(Catatan Pendakian Gunung Merbabu)
Edelweis
adalah bunga yang pasti sudah tak asing lagi bagi para penggiat alam bebas
mendaki gunung. Pasalnya, bunga abadi ini saat ini hanya mampu tumbuh dan besar
di ketinggian gunung dan memerlukan sinar matahari penuh. Bunga cantik ini
memang akrab dengan para pendaki dan mengilhami banyak orang melalui keindahan
dan keabadian yang ditampilkannya. Bunga Edelweiss yang menyukai sinar matahari
penuh ini dalam ukuran dewasa dapat mencapai 8 meter tingginya, tapi pada
umumnya hanya mencapai tinggi kurang dari satu meter. Bunga edelweiss umumnya
terlihat antara bulan April sampai Agustus, dimana pada sekitar akhir Juli
sampai Agustus merupakan fase mekar terbaiknya.
Tidak aneh lagi jika bapak memang
sangat menyukai bunga dengan warna elegan itu. Sejak kecil, bapak sering sekali
menceritakan tentang bunga yang satu ini. Sebagai simbol keabadian katanya.

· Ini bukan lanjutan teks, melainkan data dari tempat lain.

PR #26, opened 2020-01-28
Add Download Support

johnworth:
Add server support for file downloads.

Downloads are available through `GET /api/download?source=/path/to/file/in/data/store`.  The `Content-Type` header is set to `application/octet-stream` and the `Content-Disposition` is set to `attachment; filename=<basename of the source>`.

The nock tests were removed because I was having trouble adding a second nock-based test and having the tests themselves stay stable across runs. They might get re-added after more experimentation, but that will be in a separate PR.

No test page was needed for this API endpoint. To test it out:
* Pull PR.
* Run `npm run dev` (assuming you have a `config/local.yaml` file).
* Hit `http://localhost:3000/api/download?source=/iplant/home/<username>/<filename>` in a browser. A download should be initiated.

### DIFF
--- a/src/server/fileio.js
+++ b/src/server/fileio.js
@@ -35,9 +35,53 @@ export const configurableUploadHandler = (req, res, apiBaseURL) => {
         })
     ).pipe(res);
 };
+
 /**
  * Same as configurableUploadHandler, but defaults to using the configured
  * terrain handler.
  */
 export const uploadHandler = (req, res) =>
     configurableUploadHandler(req, res, terrainURL);
+
+/**
+ * Handles proxying file download requests to the Terrain API.
+ * @param {object} req - An Express Request object.
+ * @param {object} res - An Express Response object.
+ * @param {string} apiBaseURL - The base URL to the backing API. Usually an instance of the terrain API.
+ * @returns null
+ */
+export const configurableDownloadHandler = (req, res, apiBaseURL) => {
+    const token = req?.user?.accessToken;
+
+    if (!token) {
+        res.status(401).send("Authorization required.");
+        return;
+    }
+
+    const { source } = req.query;
+    if (!source || source === "") {
+        res.status(500).send("source query parameter must be set.");
+        return;
+    }
+
+    const apiURL = new URL(apiBaseURL);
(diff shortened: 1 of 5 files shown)


src/server/fileio.js
```diff
@@ -35,9 +37,59 @@ export const configurableUploadHandler = (req, res, apiBaseURL) => {
...
+        })
+    ).pipe(res);
+};
+
+/**
+ * Same as configurableDownloadHandler, but defaults to using the configured
+ * terrain handler.
+ */
+export const downloadHandler = (req, res) =>
+    configurableDownloadHandler(req, res, terrainURL);
```
ash3rz: 👍

src/server/fileio.js
```diff
@@ -35,9 +37,59 @@ export const configurableUploadHandler = (req, res, apiBaseURL) => {
...
+    const token = req?.user?.accessToken;
+
+    if (!token) {
+        res.status(401).send("Authorization required.");
+        return;
+    }
+
+    const { source } = req.query;
+    if (!source || source === "") {
+        res.status(500).send("source query parameter must be set.");
```
ianmcorvidae: A super tiny thing that doesn't really matter much, but this should probably be a 400 (client error) rather than 500 (server error)

johnworth: Good catch, thanks. I'll push a fix soon.

src/server/fileio.js
```diff
@@ -35,9 +37,59 @@ export const configurableUploadHandler = (req, res, apiBaseURL) => {
...
+    if (!source || source === "") {
+        res.status(400).send("source query parameter must be set.");
+        return;
+    }
+
+    const apiURL = new URL(apiBaseURL);
+    apiURL.pathname = path.join(apiURL.pathname, "/secured/fileio/download");
+    apiURL.search = `path=${source}`;
+
+    console.log(apiURL.href);
```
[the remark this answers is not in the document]
johnworth: Someone (I think Ian) mentioned that he liked the fact that backend request URLs were logged by Apollo, so I added the logging here since this code bypasses Apollo.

Entah keabadian itu semacam apa. Apakah itu sejenis roti dengan selai kacang
yang lezat. Ataukah keabadian itu sejenis minuman dengan taburan cokelat dan
mocachino yang semakin menambah rasa dahaga di siang hari. Atau bahkan,
keabadian itu hanya maya yang menghiasi tidur malamku. Maklum sajalah, setiap
malam bapak tidak pernah absen untuk memberikan sedikit cerita padaku. Sebagai
pengantar tidur, katanya.
Untuk pertama kalinya aku beranikan
tubuhku menghantam kedinginan dan berbagai tanjakan terjang, atau bahkan
mengerikan di gunung. Pertama kalinya aku beranikan diri untuk memangsa
kelelahan dan kerontaan tubuhku di tempat itu. Merbabu. Aku pernah mendengar
nama itu. Salah satu gunung di Jawa Tengah dengan ketinggian 3.145 meter di
atas permukaan laut. Sempat aku berpikir untuk menyerah dengan beberapa tawaran
yang mampir kepadaku. Namun, dari beberapa pertimbangan akhirnya aku beranikan
diri merelakan tubuhku untuk menghantam lelah mendaki gunung yang terletak
diantara kota Boyolali, Salatiga, dan Kabupaten Semarang itu.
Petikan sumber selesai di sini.